Miss D&C was however sorely disappointed.

for starters the three promised dancefloors turned out to be the main auditorium and then two corridors. not quite three dancefloors.

secondly it was HEAVING and she and her friends were faced with hour long waits at the bar. like Dr D&C, she likes a tipple so i sympathise.

but worst of all was the pricing. many of the music venues in london and increasing throughout the country are being bought out by big conglomerates.
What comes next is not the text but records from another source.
PR #764, opened 2021-12-17
Added some icons to bookmark context menu

tsujan:
Why being shy of adding appropriate icons?! They're more useful than texts.


stefonarch:
Nice :)

PR #766, opened 2021-12-28
Fixed file association with empty `XDG_CURRENT_DESKTOP`

tsujan:
When `XDG_CURRENT_DESKTOP` is empty, GLib's function `g_app_info_get_default_for_type()` reads the default app from `~/.config/mimeapps.list`. Therefore, we should also write the default app to that file in this special case.

Fixes https://github.com/lxqt/pcmanfm-qt/issues/1510


tsujan:
It's straightforward. Merging...

PR #777, opened 2022-02-03
filedialoghelper: Add protected API to internal dialog

palinek:
To allow descendants access to internal dialog. This is needed for e.g.
xdg-desktop-portal-lxqt for ability to inject additional options widget.

ref. lxqt/xdg-desktop-portal-lxqt#7

### DIFF
--- a/src/filedialoghelper.h
+++ b/src/filedialoghelper.h
@@ -36,6 +36,9 @@ public:
 
     bool isSupportedUrl(const QUrl &url) const override;
 
+protected:
+    inline Fm::FileDialog & dialog() { return *dlg_; }
+
 private:
     void applyOptions();
     void loadSettings();


CMakeLists.txt
```diff
@@ -10,7 +10,7 @@ set(LIBFM_QT_LIBRARY_NAME "fm-qt" CACHE STRING "fm-qt")
 
 set(LIBFM_QT_API_VERSION_MAJOR 1)
 set(LIBFM_QT_API_VERSION_MINOR 0)
-set(LIBFM_QT_API_VERSION_PATCH 0)
+set(LIBFM_QT_API_VERSION_PATCH 1)
```
tsujan, line 13: Please don't change this. Because of the changes that are made to libfm-qt and pcmanfm-qt, we can't make a point release. The versions will be set when LXQt 1.1.0 is released.

palinek: Are there ABI incompatible changes after 1.0.0 release?

palinek: OK. Then we can't do the proper release of xdg-desktop-portal-lxqt :(

stefonarch: What about the initial release now?

tsujan:
> Then we can't do the proper release of xdg-desktop-portal-lxqt :(

It'll be done with LXQt 1.1.0. There's no way to predict these things.

tsujan:
> What about the initial release now?

If it's really urgent, we might be able to break the rule and release it alongside libfm-qt, pcmanfm-qt, lximage-qt, lxqt-archiver and lxqt-qtplugin 1.0.1 (and maybe another component -- I'm not sure). Is it so urgent to justify that?

palinek:
> If it's really urgent, we might be able to break the rule and release it alongside libfm-qt, pcmanfm-qt, lximage-qt

It's the view of packaging.... if there would be only the library ( libfm-qt.so.X ) in the "binary" package and other files (archivers.list, terminals.list, libfm-qt-mimetypes.xml) split into different package(s), then you could have installed libfm-qt10 alongside with libfm-qt11 and there would be no need to release pcmanfm-qt, lximqge-qt.

I know the above approach from debian based distros, but arch and derivates has one-source-package == one-binary-package AFAIK

stefonarch:
I meant the 0.1.0 already released - can it be packaged e/o should we announce it (with comment about future release)?
Releasing all together takes time that can be better used I guess, and  two month isn't a long time.

palinek:
Yes... don't announce anything and we release xdg-desktop-portal-lxqt together with 1.1 and just then make the public announcement.

stefonarch:
Ok.

PR #781, opened 2022-02-11
Fix MIME types - cbz, cbr, rar

menaechmi:
The MIME types "application/x-cbr" and "application/x-cbz" have been deprecated for a while. They have been replaced with "application/vnd.comicbook-rar" and "application/vnd.comicbook+zip" respectively. See https://www.iana.org/assignments/media-types/application/vnd.comicbook-rar and https://www.iana.org/assignments/media-types/application/vnd.comicbook+zip.

Additionally, the MIME type "application/x-rar-compressed" was standardized to "application/vnd.rar". See https://www.iana.org/assignments/media-types/application/vnd.rar

So, I replaced the old versions with the corrected new versions, this should fix the right-click context menu for those items. As far as I could tell, those are the only ones that were incorrect, but there may be additional ones.


tsujan:
Thanks! GTM.

The review would take a lot of time if FeatherPad didn't have selection highlighting.

PR #792, opened 2022-03-03
IconEngine: Forward API to child icon engine

palinek:
..instead of doing own implementation.

### DIFF
--- a/src/core/iconinfo_p.h
+++ b/src/core/iconinfo_p.h
@@ -25,6 +25,7 @@
 #include "../libfmqtglobals.h"
 #include "iconinfo.h"
 #include <gio/gio.h>
+#include <private/qicon_p.h>
 
 namespace Fm {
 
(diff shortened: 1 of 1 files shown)


tsujan:
I'd experimented with almost exactly the same thing myself but I didn't make a PR for 2 reasons:

 1. Except for `xdndworkaround.cpp`, we never used a Qt private header anywhere. I really prefer to keep it that way; otherwise, it wouldn't be worth the probable future hassles.
 2. What follows was very confusing to me and I didn't have time to investigate: it worked with my icon set (https://github.com/tsujan/Plataro) but not with the Breeze set. My guess was that either Breeze had a problem or the problem wasn't *completely* in `Fm::IconEngine`.

Since the patches are practically identical, I'm sure I'd see the same things with this too.

tsujan:
Oh, right now, I investigated 2 :) Yes, the Breeze set only includes `actions/24@2x` in its `index.theme`, while it does have `places/24@2x` inside its directory tree. So, 2 is Breeze's problem and I was wrong at https://github.com/lxqt/libfm-qt/issues/788#issuecomment-1057797121 saying, "Breeze is better for testing".

1 is still valid and worries me. But yes, this works.

PR #798, opened 2022-04-12
Prerelease changes

tsujan:


CHANGELOG
```diff
@@ -1,3 +1,19 @@
+libfm-qt-1.1.0 / 2022-04-15
+============================
+ * Prepared libfm-qt for implementing "Recent Files".
+ * Silenced Valgrind about an uninitialized value.
+ * Corrected a typo that could have caused crash.
```
Chiitoo, line 5: Maybe 'caused **a** crash'?

tsujan: > Maybe 'caused a crash'?

It didn't cause any crash because it wasn't used anywhere.

Chiitoo: Sorry, I meant that part of the sentence looks a bit odd (to me at least) without the 'a' in there.

tsujan: Oh, sorry for my misunderstanding!

I think articles can be dropped sometimes. There's no exact rule, but here "crash" is meant very generally — although I omitted the "a" without thinking. (see https://english.stackexchange.com/questions/38759/whats-the-general-rule-for-dropping-articles-in-article-section-titles-or-in → back to disk).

Carling, them of the beer fame, now own the Brixton Academy, or to give it's proper name the Carling Academy - Brixton, and as a result the five beers you can buy at any of their venues are Carling, Carling, Carling, Carling and Carling Extra Cold.
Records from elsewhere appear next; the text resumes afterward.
PR #802, opened 2022-04-26
Allow disabling smooth scrolling entirely

galaxyhaxz:
After this change, here is a test scrolling from top to bottom in `/usr/bin` (directory with lots of files) while in Icon View mode:

With smooth scrolling:
- ~3.70 seconds to scroll all the way down
- ~4.49% CPU usage (reported by QPS)

Without smooth scrolling:
- ~3.20 seconds to scroll all the way down
- ~2.83% CPU usage (reported by QPS)

It feels much more responsive overall and it's less obnoxious without the animation.

String update: https://github.com/lxqt/pcmanfm-qt/pull/1573

### DIFF
--- a/src/filedialog.cpp
+++ b/src/filedialog.cpp
@@ -232,8 +232,6 @@ FileDialog::FileDialog(QWidget* parent, FilePath path) :
         showHiddenAction->setChecked(proxyModel_->showHidden());
         thumbnailsAction->setChecked(proxyModel_->showThumbnails());
         tooltipsAction->setChecked(!noItemTooltip_);
-        perPixelAction->setVisible(viewMode_ == FolderView::DetailedListMode
-                                   || viewMode_ == FolderView::CompactMode);
         perPixelAction->setChecked(scrollPerPixel_);
     });
 
--- a/src/folderview.cpp
+++ b/src/folderview.cpp
@@ -1690,7 +1690,7 @@ bool FolderView::eventFilter(QObject* watched, QEvent* event) {
             bool horizontal(qAbs(angleDelta.x()) > qAbs(angleDelta.y()));
             if(event->spontaneous()
                && we->source() == Qt::MouseEventNotSynthesized
-               && (scrollPerPixel_ || (mode != DetailedListMode && mode != CompactMode))
+               && scrollPerPixel_
                // To have a simpler code, we enable horizontal smooth scrolling with mouse wheel
                // only in horizontal list views.
                && (horizontalListView || !horizontal)) {


tsujan:
I'm afraid I'd explained the following (and more) in other places.

When the mouse wheel is used, the user wants to see files while scrolling. In the icon/thumbnail view, a jumpy movement would interfere with that; hence the animation.

The option for disabling smooth scrolling in list and compact views was added only because of a bug in Qt, which could cause a delay in loading a view with a huge number of items.

Also, the patch doesn't care about the rest of the code.

galaxyhaxz:
> Also, the patch doesn't care about the rest of the code.

It works perfectly fine, I tested it extensively.

> When the mouse wheel is used, the user wants to see files while scrolling.

You can't read them while they are scrolling, because the velocity is too fast. It would have to scroll really slow.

Miss D&C and entourage had partially been enticed to pay the fifteen quid cover by the lure of 1.90 pints. oh the upset when they realised that this was only the case at one of the bars, and that the other bars in the venue ie. the emptier ones charged the same beer at just shy of four quid.

"outrageous!" i cried. an indictment of the franchising at the expense of music. what next? see Foo Fighters at the KFC Empire Shepherds Bush? don't miss Primal Scream, headlining the Primark Koko, Camden? shame on you XFm for cashing in. but then as i said, they are owned by Capital Radio.
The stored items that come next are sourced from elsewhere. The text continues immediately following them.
PR #811, opened 2022-06-23
Silenced compilation warnings about deprecated GLib functions

tsujan:
`g_pattern_match_string()` has been deprecated since GLib 2.70.


luis-pereira (approved):
GTM

PR #816, opened 2022-07-17
Don't show a deletion prompt without a selection

tsujan:
I guess I was the first user who pressed `Shift+Delete` without a selection and was surprised by a prompt.


tsujan:
Straightforward; merging...

PR #890, opened 2023-03-12
Add Name=  and Type=  keys for File Properties .directory files

isf63:
According to the XDG Desktop Entry Specification, `Name=` and `Type=` are required desktop entry keys (including for `.directory` files):
https://specifications.freedesktop.org/desktop-entry-spec/desktop-entry-spec-latest.html#recognized-keys

This PR adds a `Type=Directory` key for `.directory` files generated when changing the folder icon with 'File Properties'. Pending any comments on what `Name=` should be, that should be added as well.


tsujan:
Thanks, but that file is used rather like a simple config file; it isn't a real desktop entry. `.directory` has been chosen only for not adding yet another hidden file besides what Dolphin adds. Writing redundant key-value pairs isn't a good idea.

PR #891, opened 2023-03-18
Treat zero-sized files based on their extensions

tsujan:
And only if not possible, use GLib's proposed type. By giving priority to extensions, `libfm-qt` handles zero-sized files like other files (as KDE does, and unlike GNOME)

Previously, they were considered having the same type (`text/plain` before GLib 2.75.1, and `application/x-zerosize` after it).

NOTE: This patch does **not** reverse https://gitlab.gnome.org/GNOME/glib/-/merge_requests/3053 but enhances it. Text editors still need to cover `application/x-zerosize` with GLib ≥ 2.75.1.

### DIFF
--- a/src/core/fileinfo.cpp
+++ b/src/core/fileinfo.cpp
@@ -51,9 +51,22 @@ void FileInfo::setFromGFileInfo(const GObjectPtr<GFileInfo>& inf, const FilePath
 
     size_ = g_file_info_get_size(inf.get());
 
+    type = g_file_info_get_file_type(inf.get());
+
     tmp = g_file_info_get_content_type(inf.get());
     if(tmp) {
-        mimeType_ = MimeType::fromName(tmp);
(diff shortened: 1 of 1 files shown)


stefonarch:
Works fine. Wording has to be changed:

screen_area_sab_20:18:37_

_Please enter file name and extension_?
`new file.extension`

tsujan:
> Wording has to be changed

I agree. I'll do it after this PR is merged.

But we first need an appropriate name. Since it's supposed to be a "blank file", an extension isn't needed, although the user can add one. I think "New file" is enough — like "New folder" for directories.

We can also use "New document", because the name of `application/x-zerosize` is "empty document".

I prefer "New file" just because it's a file, in contrast to a folder. "New document" is also acceptable to me, but I don't know why it sounds a little weird to me.

What do you prefer?

tsujan:
I'll change it to "New file" in the next PR if there's no objection.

anyways, tonight this lost doctor is sitting in a "luxury" room in a seaside town hotel as he awaits his membership of the royal college of ingrates exam tomorrow. a listless sleep i think. i have spent the past month and a bit buried in tomes and examining as many patients as possible. my brain feels like it's going to burst. i don't know if i'll be successful this time. all i know i'll give it my best shot and to be fair i've spent a lot more time preparing for this exam than any other.

as of course dear readers i shall let you know how it goes. in the meantime it is time for some slumber, listening to the dirty sea lapping against the rubbish-strewn essex coastline.

Monday, October 09, 2006

MOADD is one today!

yes it is the first birthday of this blog and boy it is a happy day. the sun is shining and the intermittently good people of london are going about their business. i am not at work this morning either for i am currently in the second of two weeks of study leave.

on the 20th of this month i shall be sitting the practical assessment of clinical examination skills or PACES which is the last examination for membership of the royal college of physicians, the arcane body that we must all seek to penetrate if we are to progress in our miserable careers. as always it is a ridiculously expensive, soul destroying affair and i for one cannot wait for it to be over.

i spent a ridiculous amount of money on a course this weekend. it was very good but although i learnt a lot, the consistent grilling that i received from the examiners has torn a new arsehole in me. pictures some other time.

otherwise what has changed in this year of MOADD. well the bookshelves are still up. i have had a few great holidays. i have had a lot of boozy nights. i am still very disheartened in my job.

i have come to the (massive) revelation that it is not necessarily medicine but the NHS and healthcare in the UK that is upsetting me so. perhaps a move is on the cards?

whatever happens i have decided that if i pass this exam i shall resign my job and chill out for a few months. and yah boo sucks too the consequences.

of course the "if i pass" is a mountain of a proviso.

[i am listening to The Coral, Dreaming Of You]

Wednesday, October 04, 2006

yee-ahhh, yah, yahhhhh: the best fight scene ever

i promise that this posting of videos is just a fad but i thought that maybe you should have a look at this excellent piece of hand-to-hand fighting choreography. it is classic for a number of reasons. there are several things about it which are absolutely bizarre:

why is he in a white coat at the beginning?
where are they?
why do they take their tops off?
where did she come from? is her stunt double a man (is she a man)?
how did she break her arm?
what purpose did that bedsheet in the bucket serve ordinarily?

i'm unsure as to what film this is so if anyone knows please tell (i think it may be one of almodovar's)

vegas this one is largely for you.



PS. given that i am currently studying for the royal college of wankers examination part 3 i also feel as though i should be removing my eyeballs. "yeah! see ya!"